Collected data:
PR #14, opened 2020-11-23
feat: 🎸 SQForm MultiSelect

atash-sq:
A new multiselect field for SQForm, equipped with Select All capability

https://www.loom.com/share/f1c1a91da7a745acbf25c646ae35018c

✅ Closes: SSC-82

### DIFF
--- a/src/components/SQForm/SQFormMultiSelect.js
+++ b/src/components/SQForm/SQFormMultiSelect.js
@@ -8,6 +8,7 @@ import FormHelperText from '@material-ui/core/FormHelperText';
 import Grid from '@material-ui/core/Grid';
 import Checkbox from '@material-ui/core/Checkbox';
 import ListItemText from '@material-ui/core/ListItemText';
+import Tooltip from '@material-ui/core/Tooltip';
 import {useSQFormContext} from '../../../src';
 import {useForm} from './useForm';
 
@@ -36,9 +37,11 @@ function SQFormMultiSelect({
   label,
   name,
   size = 'auto',
-  useSelectAll = true
+  useSelectAll = true,
+  toolTipPlacement = 'bottom'
 }) {
   const {setFieldValue} = useSQFormContext();
+  const [toolTipEnabled, setToolTipEnabled] = React.useState(true);
   const {
     formikField: {field},
     fieldState: {isFieldError},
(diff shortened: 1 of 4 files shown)


src/components/SQForm/SQFormMultiSelect.js
```diff
@@ -0,0 +1,107 @@
...
+    name,
+    isRequired
+  });
+  const labelID = label.toLowerCase();
+
+  const handleMultiSelectChange = event => {
+    const selectAllWasChecked = event.target.value.includes('ALL');
+    const selectNoneWasChecked = event.target.value.includes('NONE');
+
+    const values = selectAllWasChecked
```
atash-sq, line 39: I'm all for a better approach as to how we handle what gets sent to the `setFieldValue` function -- but I do like the fact that I can just use the children prop passed in to generate the list of things to select when I hit "Select All"

lucas-homer: can we refactor this a bit to avoid the nested ternary? I like the idea, generally, but I think if we wrote a little helper function or two we could make it a bit more readable.

stories/SQForm.stories.js
```diff
@@ -333,6 +348,40 @@ export const formWithCheckboxGroup = () => {
   );
 };
 
+export const basicFormWithMultiSelect = () => {
```
lucas-homer, line 351: Any chance you could add a few more fields or something to make the card a little bigger? I say that only because of the way the options move up and down in the loom video. It's kind of janky, and I wonder if it's a product of showing it in storybook, or if it's behave that way in the wild. Is there any way to address that? I'd lay money that Nemeth will balk at that.

lucas-homer (commented):
just a few comments, but overall looks good!

src/components/SQForm/SQFormMultiSelect.js
atash-sq: Yeah if the nested ternary is a no-go, I guess I could just write that out in if statements instead? It's a simple enough conditional that I don't know if a helper function would do much other than abstract the logic away from the function.

stories/SQForm.stories.js
atash-sq: I wondered the exact same thing while poking around 💯 . I believe it's a problem with storybook tbh. I'll spend a few minutes poking. But, I could take the same code and place it in Life CRM and wasn't getting that jank?

src/components/SQForm/SQFormMultiSelect.js
lucas-homer: yeah that works for me

SeanGroff: I think a functional approach would alleviate the need for the nested logic

```javascript
const value = event.target.value;
const isSelectAllChecked = getIsSelectAllChecked(value); // return a boolean
const values = getValues(children, isSelectAllChecked, value) // return children.map(), [], or value

setFieldValue(name, values);
```

SeanGroff (changes requested):
This looks great!
I think once we flatten the logic we've discussed in the comments we can ship it 💯

lucas-homer (approved):

SeanGroff (approved):
Looks great nice work 🚀

PR #15, opened 2020-11-24
fix: 🐛 Fixed a list item label

atash-sq:
Fixed a list item in multi select to use the label instead of value

✅ Closes: SSC-82


src/components/SQForm/SQFormMultiSelect.js
```diff
@@ -127,7 +127,7 @@ function SQFormMultiSelect({
             return (
               <MenuItem key={option.value} value={option.value}>
                 <Checkbox checked={field.value.includes(option.value)} />
-                <ListItemText primary={option.value} />
+                <ListItemText primary={option.label} />
```
atash-sq, line 130: image

lucas-homer: heh. nice

lucas-homer (approved):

**WHAT YOU NEED TO DO**
Reproduce every entry above. Make each line identical to the original.

**EXERCISE RESULT**
PR #14, opened 2020-11-23
feat: 🎸 SQForm MultiSelect

atash-sq:
A new multiselect field for SQForm, equipped with Select All capability

https://www.loom.com/share/f1c1a91da7a745acbf25c646ae35018c

✅ Closes: SSC-82

### DIFF
--- a/src/components/SQForm/SQFormMultiSelect.js
+++ b/src/components/SQForm/SQFormMultiSelect.js
@@ -8,6 +8,7 @@ import FormHelperText from '@material-ui/core/FormHelperText';
 import Grid from '@material-ui/core/Grid';
 import Checkbox from '@material-ui/core/Checkbox';
 import ListItemText from '@material-ui/core/ListItemText';
+import Tooltip from '@material-ui/core/Tooltip';
 import {useSQFormContext} from '../../../src';
 import {useForm} from './useForm';
 
@@ -36,9 +37,11 @@ function SQFormMultiSelect({
   label,
   name,
   size = 'auto',
-  useSelectAll = true
+  useSelectAll = true,
+  toolTipPlacement = 'bottom'
 }) {
   const {setFieldValue} = useSQFormContext();
+  const [toolTipEnabled, setToolTipEnabled] = React.useState(true);
   const {
     formikField: {field},
     fieldState: {isFieldError},
(diff shortened: 1 of 4 files shown)


src/components/SQForm/SQFormMultiSelect.js
```diff
@@ -0,0 +1,107 @@
...
+    name,
+    isRequired
+  });
+  const labelID = label.toLowerCase();
+
+  const handleMultiSelectChange = event => {
+    const selectAllWasChecked = event.target.value.includes('ALL');
+    const selectNoneWasChecked = event.target.value.includes('NONE');
+
+    const values = selectAllWasChecked
```
atash-sq, line 39: I'm all for a better approach as to how we handle what gets sent to the `setFieldValue` function -- but I do like the fact that I can just use the children prop passed in to generate the list of things to select when I hit "Select All"

lucas-homer: can we refactor this a bit to avoid the nested ternary? I like the idea, generally, but I think if we wrote a little helper function or two we could make it a bit more readable.

stories/SQForm.stories.js
```diff
@@ -333,6 +348,40 @@ export const formWithCheckboxGroup = () => {
   );
 };
 
+export const basicFormWithMultiSelect = () => {
```
lucas-homer, line 351: Any chance you could add a few more fields or something to make the card a little bigger? I say that only because of the way the options move up and down in the loom video. It's kind of janky, and I wonder if it's a product of showing it in storybook, or if it's behave that way in the wild. Is there any way to address that? I'd lay money that Nemeth will balk at that.

lucas-homer (commented):
just a few comments, but overall looks good!

src/components/SQForm/SQFormMultiSelect.js
atash-sq: Yeah if the nested ternary is a no-go, I guess I could just write that out in if statements instead? It's a simple enough conditional that I don't know if a helper function would do much other than abstract the logic away from the function.

stories/SQForm.stories.js
atash-sq: I wondered the exact same thing while poking around 💯 . I believe it's a problem with storybook tbh. I'll spend a few minutes poking. But, I could take the same code and place it in Life CRM and wasn't getting that jank?

src/components/SQForm/SQFormMultiSelect.js
lucas-homer: yeah that works for me

SeanGroff: I think a functional approach would alleviate the need for the nested logic

```javascript
const value = event.target.value;
const isSelectAllChecked = getIsSelectAllChecked(value); // return a boolean
const values = getValues(children, isSelectAllChecked, value) // return children.map(), [], or value

setFieldValue(name, values);
```

SeanGroff (changes requested):
This looks great!
I think once we flatten the logic we've discussed in the comments we can ship it 💯

lucas-homer (approved):

SeanGroff (approved):
Looks great nice work 🚀

PR #15, opened 2020-11-24
fix: 🐛 Fixed a list item label

atash-sq:
Fixed a list item in multi select to use the label instead of value

✅ Closes: SSC-82


src/components/SQForm/SQFormMultiSelect.js
```diff
@@ -127,7 +127,7 @@ function SQFormMultiSelect({
             return (
               <MenuItem key={option.value} value={option.value}>
                 <Checkbox checked={field.value.includes(option.value)} />
-                <ListItemText primary={option.value} />
+                <ListItemText primary={option.label} />
```
atash-sq, line 130: image

lucas-homer: heh. nice

lucas-homer (approved):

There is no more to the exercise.